Stored data entries:

PR #4423, opened 2025-06-30
Adds web_socket argument to Response in Python SDK.

dom96:
Requested on Discord


danlapid (approved):

dom96:
Ran into an interesting bug here: https://gist.github.com/dom96/831dbf17f2509e47fe0b19831f29463c "SystemError: error return without exception set". It only seems to affect Pyodide 0.26 though. Leaving this here for future reference in case we see it again.

PR #4425, opened 2025-06-30
Internal Build: Handle forks from Cloudflare org members

ketanhwr:


ketanhwr:
> Looks good, but will we have a way to still merge PRs on forks if we verify that internal CI passes manually?

How about if someone adds a label 'Internal Build Passed', it'll pass? From Github docs, looks like only people with 'triage' permissions can assign/remove labels so we should be good?

danlapid:
> > Looks good, but will we have a way to still merge PRs on forks if we verify that internal CI passes manually?
> 
> 
> 
> How about if someone adds a label 'Internal Build Passed', it'll pass? From Github docs, looks like only people with 'triage' permissions can assign/remove labels so we should be good?

Seeing as this is a temporary measure until we can actually run CI on forks I don't think this is worth the effort

PR #4427, opened 2025-06-30
Add base64 internal module and use for AI binding

ns476:
Fixed version of #4420, which broke the internal build as I missed an include


ketanhwr:
(Merging since the internal build passed manually)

- Work instructions -
Return a word-for-word copy of the lines above from the one holding "Requested on Discord" through the one holding "Ran into an", with both of them included and nothing besides.

- Exercise response -
Requested on Discord


danlapid (approved):

dom96:
Ran into an interesting bug here: https://gist.github.com/dom96/831dbf17f2509e47fe0b19831f29463c "SystemError: error return without exception set". It only seems to affect Pyodide 0.26 though. Leaving this here for future reference in case we see it again.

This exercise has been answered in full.